Task description
Give the entries again, exactly as written.

[Stored data entries]
PR #1024, opened 2023-02-14
Improve nft-packs error enum to show better code error

Peixer:
### Description
This change is intended to save newbies a lot of time. NFT-packs is returning an error code which is easily confused with other native errors like this example `failed to send transaction: Transaction simulation failed: Error processing Instruction 0: custom program error: 0x1` for those not used with this error message can easily mixed up with `0x1 = InsufficientFunds`(the first thing you will find on google).

### Solution
I made a change in the error enum to start from 6000, the same code error used in the other programs.

### Testing
Call the `createInitPackInstruction` function with `redeemStartDate` parameter below today, you must get 0x1 code error.


samuelvanderwaal:
I like this this change but need to think about if this could break anyone. In the mean time, can you run `cargo fmt` to fix the failing CI?

Peixer:
@samuelvanderwaal I did it 👍 Let me know how I can be of more help. I hope this change can reach and help more people 🤩

PR #1026, opened 2023-02-15
remove redundant token standard check

samuelvanderwaal:
The token standard checks are too strict since there are many legacy `NonFungible` assets without a Token Standard set. The validation of the token standard is done in `mpl-migration-validator` [here](https://github.com/metaplex-foundation/mpl-migration-validator/blob/e8dd04252b3a24548c80f6e285209a62d95c43d4/program/src/processor/migrate/validate.rs#L146), so can be removed from this handler.


danenbm (approved):
This PR removes the token standard check from the token-metadata migrate handler because it blocks legacy NFTs that don't have a token standard set.

We could instead add a check such that if the standard is not present, it checks that it's a master edition with supply of 1 and decimals of 0.

This is in fact what `mpl-migration-validator` does.  We would rather have the whole check there because 1) uses less token-metadata binary size and 2) easier to change `mpl-migration-validator` and that check is more in line with the purpose of `mpl-migration-validator`.

febo (approved):
This PR removes a redundant check – a more comprehensive check is already done in `mpl-migration-validator`.

PR #1027, opened 2023-02-17
Removing removed ix warnings and error messages

blockiosaurus:


samuelvanderwaal:
Some of the JS tests rely on specific log or error messages so you need to update those to fix CI. It looks like only two are failing right now so should be an easy fix.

Response for this exercise
PR #1024, opened 2023-02-14
Improve nft-packs error enum to show better code error

Peixer:
### Description
This change is intended to save newbies a lot of time. NFT-packs is returning an error code which is easily confused with other native errors like this example `failed to send transaction: Transaction simulation failed: Error processing Instruction 0: custom program error: 0x1` for those not used with this error message can easily mixed up with `0x1 = InsufficientFunds`(the first thing you will find on google).

### Solution
I made a change in the error enum to start from 6000, the same code error used in the other programs.

### Testing
Call the `createInitPackInstruction` function with `redeemStartDate` parameter below today, you must get 0x1 code error.


samuelvanderwaal:
I like this this change but need to think about if this could break anyone. In the mean time, can you run `cargo fmt` to fix the failing CI?

Peixer:
@samuelvanderwaal I did it 👍 Let me know how I can be of more help. I hope this change can reach and help more people 🤩

PR #1026, opened 2023-02-15
remove redundant token standard check

samuelvanderwaal:
The token standard checks are too strict since there are many legacy `NonFungible` assets without a Token Standard set. The validation of the token standard is done in `mpl-migration-validator` [here](https://github.com/metaplex-foundation/mpl-migration-validator/blob/e8dd04252b3a24548c80f6e285209a62d95c43d4/program/src/processor/migrate/validate.rs#L146), so can be removed from this handler.


danenbm (approved):
This PR removes the token standard check from the token-metadata migrate handler because it blocks legacy NFTs that don't have a token standard set.

We could instead add a check such that if the standard is not present, it checks that it's a master edition with supply of 1 and decimals of 0.

This is in fact what `mpl-migration-validator` does.  We would rather have the whole check there because 1) uses less token-metadata binary size and 2) easier to change `mpl-migration-validator` and that check is more in line with the purpose of `mpl-migration-validator`.

febo (approved):
This PR removes a redundant check – a more comprehensive check is already done in `mpl-migration-validator`.

PR #1027, opened 2023-02-17
Removing removed ix warnings and error messages

blockiosaurus:


samuelvanderwaal:
Some of the JS tests rely on specific log or error messages so you need to update those to fix CI. It looks like only two are failing right now so should be an easy fix.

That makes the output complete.